• Aim of the task:
Transcription should be exact. Include all entries.

• Supplied entries:
PR #25969, opened 2023-09-19
New updating for edit NRC in skills tabs in user fiche

lamrani002:
# NEW|New updating in tab skills in user fiche for show & edit national registration number

### DIFF
--- a/htdocs/hrm/skill_tab.php
+++ b/htdocs/hrm/skill_tab.php
@@ -113,6 +113,15 @@ if (empty($reshook)) {
 		}
 	}
 
+	// update national_registration_number
+	if ($action == 'setnational_registration_number') {
+		$object->national_registration_number = (string) GETPOST('national_registration_number', 'alphanohtml');
+		$result = $object->update($user);
+		if ($result < 0) {
+			setEventMessages($object->error, $object->errors, 'errors');
+		}
+	}
+
 	if ($action == 'addSkill') {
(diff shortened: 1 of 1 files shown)


htdocs/hrm/skill_tab.php
```diff
@@ -314,9 +323,21 @@
...
+			$ret .= '<input type="hidden" name="action" value="setnational_registration_number">';
+			$ret .= '<input type="hidden" name="token" value="'.newToken().'">';
+			$ret .= '<input type="hidden" name="id" value="'.$object->id.'">';
+			$ret .= '<input type="text" name="national_registration_number" value="'.$object->national_registration_number.'">';
+			$ret .= '<input type="submit" class="button smallpaddingimp" name="modify" value="'.$langs->trans("Modify").'"> ';
+			$ret .= '<input type="submit" class="button smallpaddingimp button-cancel" name="cancel" value="'.$langs->trans("Cancel").'">';
+			$ret .= '</form>';
+			print $ret;
+		} else {
+			print $object->national_registration_number;
```
eldy, line 339: When not in esit mode, you can keep the use of 
                print showValueWithClipboardCPButton(!empty($object->national_registration_number) ? $object->national_registration_number : '');

So we son't loose the feature to copy oaste the number when in read mode.

lamrani002: it's done i fix it.

PR #25976, opened 2023-09-20
fix line rank in massaction supplier order to supplier invoice

frederic34:
also related to https://github.com/Dolibarr/dolibarr/pull/25950

### DIFF
--- a/htdocs/fourn/commande/list.php
+++ b/htdocs/fourn/commande/list.php
@@ -507,8 +507,8 @@ if (empty($reshook)) {
 								false,
 								$lines[$i]->array_options,
 								$lines[$i]->fk_unit,
-								// we use the id of each orderline, not the id of the first one stored in $objecttmp->origin_id
-								$lines[$i]->id,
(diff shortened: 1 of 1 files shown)


htdocs/fourn/commande/list.php
```diff
@@ -502,12 +502,13 @@
...
-								$lines[$i]->rang,
+								// we dont use the rank from orderline because we may have lines from several orders
+								-1,
 								false,
 								$lines[$i]->array_options,
 								$lines[$i]->fk_unit,
-								// we use the id of each order, not the id of the first one stored in $objecttmp->origin_id
-								$lines[$i]->fk_commande,
+								// we use the id of each orderline, not the id of the first one stored in $objecttmp->origin_id
+								$lines[$i]->id,
```
eldy, line 511: This value is the origin_id.
It  is used inside the addline method to insert it into database with
			$this->line->origin = $this->origin;
			$this->line->origin_id = $origin_id;

So the value must represent an id of the type in this->origin. Currently this->origin is 'order_supplier' so the id must be the purchase order id and not the order line id

PR #25979, opened 2023-09-20
NEW key to detect a new line for reception of serial numbers

lvessiller-opendsi:
NEW key to detect a new line for reception of serial numbers (barcode reader)
- add admin setup in reception module

1. can configure a key (ASCII code) to detect a new line for reception of serial numbers
image

- add javascript on each line of batch product if a key is set in setup of reception module

1. get focus on first serial input
2. a new line is added each time we read the ASCII code 
3. go on next serial input if found or go on create button

image


eldy:
Can you confirm me the goalofthis feature:
- If you set a key,when on shipment for a product that need a serial, the predefined quantity is no more auto-filled and is 0 instead. Right ?
- When you push the key on keyboard, it autofill the batch with the first serial value found, right ? In which warehouse is done the pick ?

lvessiller-opendsi:
> Can you confirm me the goalofthis feature:
> 
> * If you set a key,when on shipment for a product that need a serial, the predefined quantity is no more auto-filled and is 0 instead. Right ? Here, it's on a receipt of products (not on shipment) and the first serial input take the focus and when we scan a serial and the "key to detect" is detected, a new line is created and take the focus and so on ... and qty are all set to 1 at the end (uses dispatcher)
> * When you push the key on keyboard, it autofill the batch with the first serial value found, right ? In which warehouse is done the pick ? In reception you have new serials numbers and the barcode reader scan the serial of the product and when a key as enter the field is filled and create a new line and the focus is set on this new serial input. The warehouse will be select at the begining. The goal is to pick-up materials (using serial numbers) on the same warehouse with a barcode reader.

eldy:
I see. We are speaking about the same process to autofill serial with successive barcode scanning.
You are on the good page to implement this feature: fourn/commande/disparch.php
But such a similar feature was already introduced into the page to make inventories (see page product/inventory/inventory.php).
We should implement for reception the same way: with the link "complete quantity by scanning".
We clink on the link, this open the barcode scanning tool and when cliking on "Add", it edit the javascript lines to autofill.
Because there is several way to make input of serial: manual, successive barcode scanning, copy paste of a xls file list of barcode, and mix of this. And this tool was designed thinking in this.

This tool, currently implemented and working in inventory, was designed to be used also for reception and shipment disparching pages (may be dev is not complete, but we should go on this directy), and for the need you try to implement, we must rely on this same process/tool.

lvessiller-opendsi:
I barcode scan tool exists in develop

PR #25984, opened 2023-09-21
modify select_change_categorie to get the category hierarchy in massaction

iouston:
modify select_change_categorie to get the category hierarchy.
But in this case, we lose the category color marker.

Should we add a configuration variable to have one mode or the other? or add coloring according to the method's mode?

### DIFF
--- a/htdocs/core/tpl/massactions_pre.tpl.php
+++ b/htdocs/core/tpl/massactions_pre.tpl.php
@@ -73,7 +73,8 @@ if ($massaction == 'preaffecttag' && isModEnabled('category')) {
 	$formquestion = array();
 	if (!empty($categ_types)) {
 		foreach ($categ_types as $categ_type) {
-			$categ_arbo_tmp = $form->select_all_categories($categ_type['code'], null, 'parent', null, null, 2);
+			//$categ_arbo_tmp = $form->select_all_categories($categ_type['code'], null, 'parent', null, null, 2); //does not show the category hierarchy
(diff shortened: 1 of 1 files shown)


htdocs/core/tpl/massactions_pre.tpl.php
```diff
@@ -73,7 +73,8 @@
 	$formquestion = array();
 	if (!empty($categ_types)) {
 		foreach ($categ_types as $categ_type) {
-			$categ_arbo_tmp = $form->select_all_categories($categ_type['code'], null, 'parent', null, null, 2);
+			//$categ_arbo_tmp = $form->select_all_categories($categ_type['code'], null, 'parent', null, null, 2); //does not show the category hierarchy
+			$categ_arbo_tmp = $form->select_all_categories($categ_type['code'], '', 'parent', 64, 0, 1); //show the category hierarchy
```
eldy, line 77: Using the new param 2 instead of 1 seems to return a more completearray
Which data do you expect to have with param 1 you don't have with param 2 ?

eldy:
> modify select_change_categorie to get the category hierarchy. But in this case, we lose the category color marker.
> 
> Should we add a configuration variable to have one mode or the other? or add coloring according to the method's mode?

No need for a configuration variable when we can have the best of the 2 world without any configuration. I added an output mode = 3 into the method to list tags.

iouston:
Thank you for this enhancement, this was the best solution, sure !

iouston:
it's 8:49. your comment was 5 hours ago. When are you sleeping ?

PR #26682, opened 2023-11-17
FIX : duplicate hook formObjectOptions expedition card

Thomas905:
The hook is duplicated in expedition card, as it is already in extrafields_view.tpl.php:55

### DIFF
--- a/htdocs/expedition/card.php
+++ b/htdocs/expedition/card.php
@@ -2104,11 +2104,6 @@ if ($action == 'create') {
 		print '</td></tr>';
 	}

• Response to this task:
PR #25969, opened 2023-09-19
New updating for edit NRC in skills tabs in user fiche

lamrani002:
# NEW|New updating in tab skills in user fiche for show & edit national registration number

### DIFF
--- a/htdocs/hrm/skill_tab.php
+++ b/htdocs/hrm/skill_tab.php
@@ -113,6 +113,15 @@ if (empty($reshook)) {
 		}
 	}
 
+	// update national_registration_number
+	if ($action == 'setnational_registration_number') {
+		$object->national_registration_number = (string) GETPOST('national_registration_number', 'alphanohtml');
+		$result = $object->update($user);
+		if ($result < 0) {
+			setEventMessages($object->error, $object->errors, 'errors');
+		}
+	}
+
 	if ($action == 'addSkill') {
(diff shortened: 1 of 1 files shown)


htdocs/hrm/skill_tab.php
```diff
@@ -314,9 +323,21 @@
...
+			$ret .= '<input type="hidden" name="action" value="setnational_registration_number">';
+			$ret .= '<input type="hidden" name="token" value="'.newToken().'">';
+			$ret .= '<input type="hidden" name="id" value="'.$object->id.'">';
+			$ret .= '<input type="text" name="national_registration_number" value="'.$object->national_registration_number.'">';
+			$ret .= '<input type="submit" class="button smallpaddingimp" name="modify" value="'.$langs->trans("Modify").'"> ';
+			$ret .= '<input type="submit" class="button smallpaddingimp button-cancel" name="cancel" value="'.$langs->trans("Cancel").'">';
+			$ret .= '</form>';
+			print $ret;
+		} else {
+			print $object->national_registration_number;
```
eldy, line 339: When not in esit mode, you can keep the use of 
                print showValueWithClipboardCPButton(!empty($object->national_registration_number) ? $object->national_registration_number : '');

So we son't loose the feature to copy oaste the number when in read mode.

lamrani002: it's done i fix it.

PR #25976, opened 2023-09-20
fix line rank in massaction supplier order to supplier invoice

frederic34:
also related to https://github.com/Dolibarr/dolibarr/pull/25950

### DIFF
--- a/htdocs/fourn/commande/list.php
+++ b/htdocs/fourn/commande/list.php
@@ -507,8 +507,8 @@ if (empty($reshook)) {
 								false,
 								$lines[$i]->array_options,
 								$lines[$i]->fk_unit,
-								// we use the id of each orderline, not the id of the first one stored in $objecttmp->origin_id
-								$lines[$i]->id,
(diff shortened: 1 of 1 files shown)


htdocs/fourn/commande/list.php
```diff
@@ -502,12 +502,13 @@
...
-								$lines[$i]->rang,
+								// we dont use the rank from orderline because we may have lines from several orders
+								-1,
 								false,
 								$lines[$i]->array_options,
 								$lines[$i]->fk_unit,
-								// we use the id of each order, not the id of the first one stored in $objecttmp->origin_id
-								$lines[$i]->fk_commande,
+								// we use the id of each orderline, not the id of the first one stored in $objecttmp->origin_id
+								$lines[$i]->id,
```
eldy, line 511: This value is the origin_id.
It  is used inside the addline method to insert it into database with
			$this->line->origin = $this->origin;
			$this->line->origin_id = $origin_id;

So the value must represent an id of the type in this->origin. Currently this->origin is 'order_supplier' so the id must be the purchase order id and not the order line id

PR #25979, opened 2023-09-20
NEW key to detect a new line for reception of serial numbers

lvessiller-opendsi:
NEW key to detect a new line for reception of serial numbers (barcode reader)
- add admin setup in reception module

1. can configure a key (ASCII code) to detect a new line for reception of serial numbers
image

- add javascript on each line of batch product if a key is set in setup of reception module

1. get focus on first serial input
2. a new line is added each time we read the ASCII code 
3. go on next serial input if found or go on create button

image


eldy:
Can you confirm me the goalofthis feature:
- If you set a key,when on shipment for a product that need a serial, the predefined quantity is no more auto-filled and is 0 instead. Right ?
- When you push the key on keyboard, it autofill the batch with the first serial value found, right ? In which warehouse is done the pick ?

lvessiller-opendsi:
> Can you confirm me the goalofthis feature:
> 
> * If you set a key,when on shipment for a product that need a serial, the predefined quantity is no more auto-filled and is 0 instead. Right ? Here, it's on a receipt of products (not on shipment) and the first serial input take the focus and when we scan a serial and the "key to detect" is detected, a new line is created and take the focus and so on ... and qty are all set to 1 at the end (uses dispatcher)
> * When you push the key on keyboard, it autofill the batch with the first serial value found, right ? In which warehouse is done the pick ? In reception you have new serials numbers and the barcode reader scan the serial of the product and when a key as enter the field is filled and create a new line and the focus is set on this new serial input. The warehouse will be select at the begining. The goal is to pick-up materials (using serial numbers) on the same warehouse with a barcode reader.

eldy:
I see. We are speaking about the same process to autofill serial with successive barcode scanning.
You are on the good page to implement this feature: fourn/commande/disparch.php
But such a similar feature was already introduced into the page to make inventories (see page product/inventory/inventory.php).
We should implement for reception the same way: with the link "complete quantity by scanning".
We clink on the link, this open the barcode scanning tool and when cliking on "Add", it edit the javascript lines to autofill.
Because there is several way to make input of serial: manual, successive barcode scanning, copy paste of a xls file list of barcode, and mix of this. And this tool was designed thinking in this.

This tool, currently implemented and working in inventory, was designed to be used also for reception and shipment disparching pages (may be dev is not complete, but we should go on this directy), and for the need you try to implement, we must rely on this same process/tool.

lvessiller-opendsi:
I barcode scan tool exists in develop

PR #25984, opened 2023-09-21
modify select_change_categorie to get the category hierarchy in massaction

iouston:
modify select_change_categorie to get the category hierarchy.
But in this case, we lose the category color marker.

Should we add a configuration variable to have one mode or the other? or add coloring according to the method's mode?

### DIFF
--- a/htdocs/core/tpl/massactions_pre.tpl.php
+++ b/htdocs/core/tpl/massactions_pre.tpl.php
@@ -73,7 +73,8 @@ if ($massaction == 'preaffecttag' && isModEnabled('category')) {
 	$formquestion = array();
 	if (!empty($categ_types)) {
 		foreach ($categ_types as $categ_type) {
-			$categ_arbo_tmp = $form->select_all_categories($categ_type['code'], null, 'parent', null, null, 2);
+			//$categ_arbo_tmp = $form->select_all_categories($categ_type['code'], null, 'parent', null, null, 2); //does not show the category hierarchy
(diff shortened: 1 of 1 files shown)


htdocs/core/tpl/massactions_pre.tpl.php
```diff
@@ -73,7 +73,8 @@
 	$formquestion = array();
 	if (!empty($categ_types)) {
 		foreach ($categ_types as $categ_type) {
-			$categ_arbo_tmp = $form->select_all_categories($categ_type['code'], null, 'parent', null, null, 2);
+			//$categ_arbo_tmp = $form->select_all_categories($categ_type['code'], null, 'parent', null, null, 2); //does not show the category hierarchy
+			$categ_arbo_tmp = $form->select_all_categories($categ_type['code'], '', 'parent', 64, 0, 1); //show the category hierarchy
```
eldy, line 77: Using the new param 2 instead of 1 seems to return a more completearray
Which data do you expect to have with param 1 you don't have with param 2 ?

eldy:
> modify select_change_categorie to get the category hierarchy. But in this case, we lose the category color marker.
> 
> Should we add a configuration variable to have one mode or the other? or add coloring according to the method's mode?

No need for a configuration variable when we can have the best of the 2 world without any configuration. I added an output mode = 3 into the method to list tags.

iouston:
Thank you for this enhancement, this was the best solution, sure !

iouston:
it's 8:49. your comment was 5 hours ago. When are you sleeping ?

PR #26682, opened 2023-11-17
FIX : duplicate hook formObjectOptions expedition card

Thomas905:
The hook is duplicated in expedition card, as it is already in extrafields_view.tpl.php:55

### DIFF
--- a/htdocs/expedition/card.php
+++ b/htdocs/expedition/card.php
@@ -2104,11 +2104,6 @@ if ($action == 'create') {
 		print '</td></tr>';
 	}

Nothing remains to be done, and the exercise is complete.